Make a vector of sums of matrix rows

Question

I have a matrix in Mathematica:

W = {{Subscript[x, 11], Subscript[x, 12], Subscript[x, 13]},
    {Subscript[x, 21], Subscript[x, 22], Subscript[x, 23]},
    {Subscript[x, 31], Subscript[x, 32], Subscript[x, 33]}}

I would like to make a column vector (called g), where each row (i.e. each element) is the sum of the equivalent row in the matrix W.

My code for g is, at the moment:

g = {{Total[W[[1]]]}, {Total[W[[2]]]}, {Total[W[[3]]]}}

This is fine for this situation, where the matrix W only has a few rows. But if matrix W were giant, this wouldn't be a great approach, as I would need to index every single row in the matrix when defining g.

I'm new to Mathematica, so I thought that the answer might involve the Do function, for a matrix with a total of A rows...

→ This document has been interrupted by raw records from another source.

PR #109, opened 2016-08-03
Using test and cleanup scripts from pantheon-wordpress-upstream-tests

stevector:
@danielbachhuber, when we started looking at Behat tests for the WordPress plugins we wondered how we could reduce code duplication. What do you think of reusing the test and cleanup scripts? cc @ataylorme @greg-1-anderson


pantheon-circleci:
@stevector, thanks for your PR! By analyzing the blame information on this pull request, we identified @danielbachhuber to be a potential reviewer

greg-1-anderson:
Overall seems like a good idea to me. I do wonder if there's anything we need to do to keep track of these cross dependencies, as re-organizing the pantheon-wordpress-upstream-tests would break everything downstream that used this pattern. A while back I made some testing projects, ci-scripts, travis-scripts, circle-scripts, etc., and the thing that I did there was declare all of the test scripts to be Composer binaries, so they all ended up in the bin dir (defaults to `vendor/bin`, but I relocated it to just `bin`, because I had relocated `vendor` to a deep folder for Drupal 7 w/ no docroot relocation). Test scripts mixed in with other scripts in your bin directory might be a little messy, but on the flip side, most sites don't put much in their bin dir.

Whatever we do, we should make a plan on how to document and track these relationships. Otherwise, the duplication would be preferable to the maintenance cost.

stevector:
> so they all ended up in the bin dir

Yes, I think that's preferable and would reduce the fragility of the coupling.

> Whatever we do, we should make a plan on how to document and track these relationships. Otherwise, the duplication would be preferable to the maintenance cost.

Yes, DRY is a form of coupling and if the coupling isn't understood/documented it can be worse than duplicate code. Most of my practical and theoretical knowledge in this problem space is in PHP itself rather than Bash scripts. From that world I know part of the answer can be semantic versioning and interfaces. Introducing semantic version numbers to `pantheon-wordpress-upstream-tests` could help. Defining the interfaces of Bash scripts, I don't know how to do that.

danielbachhuber:
> What do you think of reusing the test and cleanup scripts?

I suppose this is fine. I don't see a ton of benefit to abstraction in this particular case, but we could establish the pattern of using the scripts from the upstream by default, and then internalizing if needed.

> Defining the interfaces of Bash scripts, I don't know how to do that.

We may be in uncharted territory :)

stevector:
@danielbachhuber let's not merge this PR

stevector:
This repo is the last of four plugins repos to get this integration. None of the first three dropped their existing test/cleanup scripts. There's no rush to remove these files. I'd rather think on it a little while longer.

danielbachhuber:
> There's no rush to remove these files. I'd rather think on it a little while longer.

That's fine by me. Want to open an issue in the upstream repo about general abstraction?

stevector:
Yes, here's a place holder: https://github.com/pantheon-systems/pantheon-wordpress-upstream-tests/issues/29

PR #112, opened 2016-08-04
Update Solr version to `5.5.2`

ataylorme:
Tests should use the same version of Solr as Pantheon. Solr `5.3` and above don't use a `schema.xml` anymore.

### DIFF
--- a/bin/install-solr.sh
+++ b/bin/install-solr.sh
@@ -42,14 +42,11 @@ post_some_documents() {
 download_and_run() {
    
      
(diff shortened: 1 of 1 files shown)


allan23:
@ataylorme When did Pantheon update?  

I was told that Pantheon did not have plans to update from 3.6 to 5.x any time soon.

ataylorme:
@allan23 I misread `3.5` as `5.5` - too early I guess. We are indeed on `3.6`. Going to close this out.

PR #117, opened 2016-08-05
Remove vendor directory

ataylorme:
As part of Solarium Cleanup ([PR #106](https://github.com/pantheon-systems/solr-power/pull/106)) the vendor directory is no longer needed.

`composer install` should be run on CI before testing and manually before deploying to WordPress.org.

Also adding `composer.lock` to the Git repository.


ataylorme:
Approved by Josh, merging this in.

PR #118, opened 2016-08-05
Facet widget clean

ataylorme:


ataylorme:
@allan23 Creating a new PR for #78 with cleaner history. That one got mucked up when rebasing `master` which deleted the `vendor` directory.

ataylorme:
Testing this  when I look at the product category "Movie & TV" with the search "apple" there are 5 results: Fish Violet Gift, Lime Jazz Cold, Green Hair Cover, ACME Brass, and Seat Cleaner Samsung. Of these 5 results only Fish Violet Gift has the tag fish. 

With the AND operator I would expect faceting the "apple" search for the product category "Movie & TV" and the tag "Fish" to return only the Fish Violet Gift result as it is the only item from the "apple" search result set that has the "Movie & TV" category and the tag "Fish".

Instead I am seeing a result set that includes the results for "apple" that have the fish tag combined with the result set that has the "Movie & TV" category.

When the AND operator is set we want to use AND for the different groups of facets but keep OR for facets of the same type. 

For example, searching for "apple" and faceting on the product categories "Movie & TV" as well as "Board Games" and the tag "ex" should display all results for the search term "apple" that have either: A) The "Movie & TV" category AND the tag "ex" or B) The "Board Games" category AND the tag "ex"

Going back to the car example we want user to be able to search multiple facets of the same type but still limit by many facets. e.g. Cars with the model years 2014 or 2015 AND that are red or blue.

ataylorme:
@allan23 This is all looking good to me. Anything else you can think of before I merge?

allan23:
@ataylorme Not that I can think of.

Do[Subscript[g, i] = Total[W[[i]],{1,A}]

...but this doesn't seem to solve the issue.

I would be very grateful if anyone could point me in the right direction. I am sure this is a very simple question for all you Mathematica whizzes... ;)

Answer 1

List@*Total /@ W

% === g

$\ $ True

Answer 2

List@*Total /@ W (V10 only)
List /@ Total /@ W (V10 or earlier)
(* {{Subscript[x, 11] + Subscript[x, 12] + Subscript[x, 13]}, 
    {Subscript[x, 21] + Subscript[x, 22] + Subscript[x, 23]}, 
    {Subscript[x, 31] + Subscript[x, 32] + Subscript[x, 33]}} *)

other alternatives:

List /@ Plus @@@ W
List /@ Total[W, {2}]

Answer 3

Algebra approach. Dot Wwith a column vector of 1's.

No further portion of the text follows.